The word about Sheila's history lesson spread and a dozen or more sisters joined the others at the table.
"Each sister could have cashed out with one point five million before taxes if we had split the money evenly, but the windfall would have been the end of our group. We decided, after much discussion, to pool our money and build a state-of-the-art survival colony instead. The vote was unanimous," she said.
"I remember the vote well. I wasn't ready to live away from civilization and turning my back on that kind of cash in my pocket was a tough choice. I considered the money as an alternative retirement account," Darlene said.
The attention to detail and planning which went into the colony's creation was impressive. Sheila and her group spent a year creating a shell company to redeem the seventy-five-million dollar winning ticket. To avoid the public attention associated with winning a large jackpot, the Society created an LLC to redeem the prize. They drafted a charter and a set of bylaws governing the community's operation.
Everything was open and democratic according to Darlene's remarks, and the comments from several sisters, at least as open as a secret society could be. Free and open elections for colony leadership resulted in Sheila's choice as leader, a post she had held without visible opposition since the Society's start.
Members of the family of sisters were fiercely loyal to each other and to their leader.
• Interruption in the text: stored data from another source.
PR #12224, opened 2026-03-02
Support for Arm CCA guest firmware v5

samimujawar:
### Consolidated branch tracking the latest changes: https://github.com/samimujawar/edk2/tree/3945_arm_cca_v5_latest

# PR Tracking

|  # | Description                                                                 | PR Series | PR Link                                      | Comments        | Merge Status |
| -: | --------------------------------------------------------------------------- | :-------: | -------------------------------------------- | --------------- | ------------ |
|  1 | ArmVirtPkg: Kvmtool: Only install IORT if ITS is present                    |     S1    | https://github.com/tianocore/edk2/pull/12375 |                 | Merged       |
|  2 | DynamicTablesPkg: handle missing 'iommu-map' in root complex parser         |     S1    | https://github.com/tianocore/edk2/pull/12375 |                 | Merged       |
|  3 | ArmVirtPkg: Clear TPIDR_EL0 before early HOB lookups                        |     S2    | https://github.com/tianocore/edk2/pull/12379 |                 | Merged       |
|  4 | OvmfPkg/MapMmioLib: Introduce a library for mapping MMIO regions            |     S2    | https://github.com/tianocore/edk2/pull/12379 |                 | Merged       |
|  5 | OvmfPkg/MapMmioLib: Support runtime drivers                                 |     S2    | https://github.com/tianocore/edk2/pull/12379 |                 | Merged       |
|  6 | ArmVirtPkg: Include MapMmioLib in ArmVirt.dsc.inc                           |     S2    | https://github.com/tianocore/edk2/pull/12379 |                 | Merged       |
|  7 | ArmVirtPkg: Map GIC MMIO ranges before configuring GIC                      |     S2    | https://github.com/tianocore/edk2/pull/12379 |                 | Merged       |
|  8 | ArmVirtPkg/KvmtoolRtcFdtClientLib: Use MapMmioLib for MMIO mapping          |     S2    | https://github.com/tianocore/edk2/pull/12379 |                 | Merged       |
|  9 | OvmfPkg/FdtPciHostBridgeLib: Use MapMmioLib for MMIO mapping                |     S2    | https://github.com/tianocore/edk2/pull/12379 |                 | Merged       |
| 10 | OvmfPkg/FdtPciHostBridgeLib: Map PCI MMIO windows in GCD                    |     S2    | https://github.com/tianocore/edk2/pull/12379 |                 | Merged       |
[...]

PR #12380, opened 2026-04-01
3945_arm_cca_v5_s3: Initial patches for enabling RME support

samimujawar:
# Initial patches for enabling RME support

This is an initial set of patches that:
- Implement a helper function to detect RME support
- Add an API to set/clear the Arm CCA memory protect attribute bit in the page tables
- Preserve the Realm protection attribute bit
- Add a missing implementation of FreeAlignedPages() in PrePiMemoryAllocationLib.

Note: This is a PR series that includes patches from PR https://github.com/tianocore/edk2/pull/12224

- [ ] Breaking change?
  - NO
- [ ] Impacts security?
  - NO
- [ ] Includes tests?

## How This Was Tested
Only build tested.  Actual functionality can only be tested when the remaining patches from PR https://github.com/tianocore/edk2/pull/12224 are integrated in the future.

## Integration Instructions
N/A

### DIFF
--- a/EmbeddedPkg/Library/PrePiMemoryAllocationLib/MemoryAllocationLib.c
+++ b/EmbeddedPkg/Library/PrePiMemoryAllocationLib/MemoryAllocationLib.c
@@ -282,6 +282,40 @@ FreePages (
 }
 
 /**
+  Frees one or more 4KB pages that were previously allocated with one of the aligned page
+  allocation functions in the Memory Allocation Library.
+
+  Frees the number of 4KB pages specified by Pages from the buffer specified by Buffer.  Buffer
+  must have been allocated on a previous call to the aligned page allocation services of the Memory
+  Allocation Library.  If it is not possible to free allocated pages, then this function will
+  perform no actions.
+
+  If Buffer was not allocated with an aligned page allocation function in the Memory Allocation
+  Library, then ASSERT().
+  If Pages is zero, then ASSERT().
+
+  @param  Buffer                Pointer to the buffer of pages to free.
+  @param  Pages                 The number of 4 KB pages to free.
+
+**/
+VOID
+EFIAPI
+FreeAlignedPages (
+  IN VOID   *Buffer,
+  IN UINTN  Pages
+  )
+{
+  ASSERT (ADDRESS_IS_ALIGNED (Buffer, EFI_PAGE_SIZE));
+  ASSERT (Pages != 0);
+  // For now, we do not support the ability to free pages in the PrePei Memory Allocator.
+  // The allocated memory is lost.
+  DEBUG ((
+    DEBUG_INFO,
+    "PrePei allocator cannot free pages; allocated memory is not reclaimed.\n"
+    ));
+}
+
+/**
   Allocates a buffer of type EfiBootServicesData.
 
   Allocates the number bytes specified by AllocationSize of type EfiBootServicesData and returns a
--- a/UefiCpuPkg/Library/ArmMmuLib/AArch64/ArmMmuLibCore.c
+++ b/UefiCpuPkg/Library/ArmMmuLib/AArch64/ArmMmuLibCore.c
@@ -523,10 +523,26 @@ FillTranslationTable (
   IN  BOOLEAN                       Lpa2Enabled
   )
 {
+  UINT64  CcaProtectionAttribute;
+
+  //
+  // The CCA protection attribute corresponds to the (IPA_WIDTH - 1) bit of the
+  // Realm address space. The VA and PA for a region are expected to differ only
+  // in this bit. Derive the attribute by XORing the two addresses.
+  //
+  // NOTE: If more than one bit differs, the memory map is misconfigured.
+  //
+  CcaProtectionAttribute = MemoryRegion->VirtualBase ^ MemoryRegion->PhysicalBase;
+
+  //
+  // Ensure only one bit is set.
+  //
+  ASSERT (((CcaProtectionAttribute & (CcaProtectionAttribute - 1)) == 0));
+
   return UpdateRegionMapping (
            MemoryRegion->VirtualBase,
            MemoryRegion->Length,
-           ArmMemoryAttributeToPageAttribute (MemoryRegion->Attributes) | TT_AF,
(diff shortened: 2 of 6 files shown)


EmbeddedPkg/Library/PrePiMemoryAllocationLib/MemoryAllocationLib.c
```diff
@@ -281,6 +281,34 @@ FreePages (
...
+
+**/
+VOID
+EFIAPI
+FreeAlignedPages (
+  IN VOID   *Buffer,
+  IN UINTN  Pages
+  )
+{
+  // For now, we do not support the ability to free pages in the PrePei Memory Allocator.
```
leiflindholm, line 310: Even if we don't implement the proper deallocation, we should probably still do the ASSERTs listed in the function header.

Would it be worth adding a DEBUG_INFO message or similar?

UefiCpuPkg/Library/ArmMmuLib/AArch64/ArmMmuLibCore.c
```diff
@@ -484,10 +484,14 @@ FillTranslationTable (
   IN  BOOLEAN                       Lpa2Enabled
   )
 {
+  UINT64  CcaNsBit;
+
+  CcaNsBit = MemoryRegion->VirtualBase ^ MemoryRegion->PhysicalBase;
```
leiflindholm: CcaNsBit sounds like an architecturally defined thing, but my understanding is this is something that is made up just for this function. If so, it should be more traditionally CamelCase.

But also, this feels like it could lead to very difficult to debug issues if someone made a typo in their virtual memory map (or PA size config). Should we not verify that any bit set in the result of that Xor is the top PA bit?

Regardless, this is a tricky area that might benefit from a code comment.

UefiCpuPkg/Library/ArmMmuLib/AArch64/ArmMmuLibCore.c
```diff
@@ -495,7 +521,8 @@ FillTranslationTable (
            0,
            RootTable,
            FALSE,
-           Lpa2Enabled
+           Lpa2Enabled,
+           CcaNsBit
```
leiflindholm: (referencing comment on previous commit) Is this not in fact the same thing referred to as CcaProtectionAttribute everywhere else?

leiflindholm (changes requested):

UefiCpuPkg/Library/ArmMmuLib/AArch64/ArmMmuLibCore.c
samimujawar: Thank you for the feedback.

I am updating the variable name to CcaProtectionAttribute, and I will add a comment here as well to make the intent clearer.

On the validation point, I do not think we can reliably verify here that the bit set in the XOR result is the CCA protection attribute bit. That bit corresponds to the Realm IPA_WIDTH - 1 bit, and determining it would require reading the Realm configuration. In practice, that would introduce dependencies on additional Arm CCA libraries, such as ArmCcaLib and ArmCcaRsiLib, which I was trying to avoid in this code path.

EmbeddedPkg/Library/PrePiMemoryAllocationLib/MemoryAllocationLib.c
samimujawar: Ack.

UefiCpuPkg/Library/ArmMmuLib/AArch64/ArmMmuLibCore.c
samimujawar: Ack, I will update this to CcaProtectionAttribute

leiflindholm (approved):

samimujawar:
@leiflindholm If there are no further comments, can we merge this branch, please?

leiflindholm:
> @leiflindholm If there are no further comments, can we merge this branch, please?

Yeah, I think others have had enough of an opportunity to comment.

ardbiesheuvel (approved):

UefiCpuPkg/Library/ArmMmuLib/AArch64/ArmMmuLibCore.c
```diff
@@ -677,7 +704,8 @@ ArmSetMemoryAttributes (
            PageAttributeMask,
            ArmGetTTBR0BaseAddress (),
            TRUE,
-           ArmLpa2Enabled ()
+           ArmLpa2Enabled (),
+           0
```
hajirazaman, line 708: Is there a reason we are setting memory private during permission updates?

UefiCpuPkg/Library/ArmMmuLib/AArch64/ArmMmuLibCore.c
```diff
@@ -386,7 +408,8 @@ UpdateRegionMappingRecursive (
                        Level + 1,
                        FALSE,
                        FALSE,
-                       Lpa2Enabled
+                       Lpa2Enabled,
+                       CcaProtectionAttribute
```
hajirazaman, line 412: The comment above states we are populating the new child table with the attributes of the block entry it replaces. However it looks like the recursive call populates the new child tables using the passed in CcaProtectionAttribute, rather than preserving the block's original attribute.

UefiCpuPkg/Library/ArmMmuLib/AArch64/ArmMmuLibCore.c
```diff
@@ -450,7 +474,7 @@ UpdateRegionMappingRecursive (
     } else {
       EntryValue = (*Entry & AttributeClearMask) | AttributeSetMask;
       // Below clears shareability bits when LPA2 is in use
-      SetOutputAddress (&EntryValue, RegionStart, Lpa2Enabled);
+      SetOutputAddress (&EntryValue, RegionStart, Lpa2Enabled, CcaProtectionAttribute);
```
hajirazaman, line 477: Does the upstream design support mixed private/shared memory regions?

Looks like we are passing a single CcaProtectionAttribute down in this recursive function, and for example, in the case of a permission change for a memory range, overwriting the shared/private attribute for every individual page in that range.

The fact that I was accepted, or at least tolerated, by Sheila did much to improve my standing as a guest.
"I love what you've done to the place."
"The only thing missing is children," one of the women said to Sheila.
The comment about children hung like a pregnant pause in the air. Looking around, I was startled to see all eyes were on me as the phrase "founding father" took on a potentially new meaning.
"Children might be a nice addition," Sheila sighed.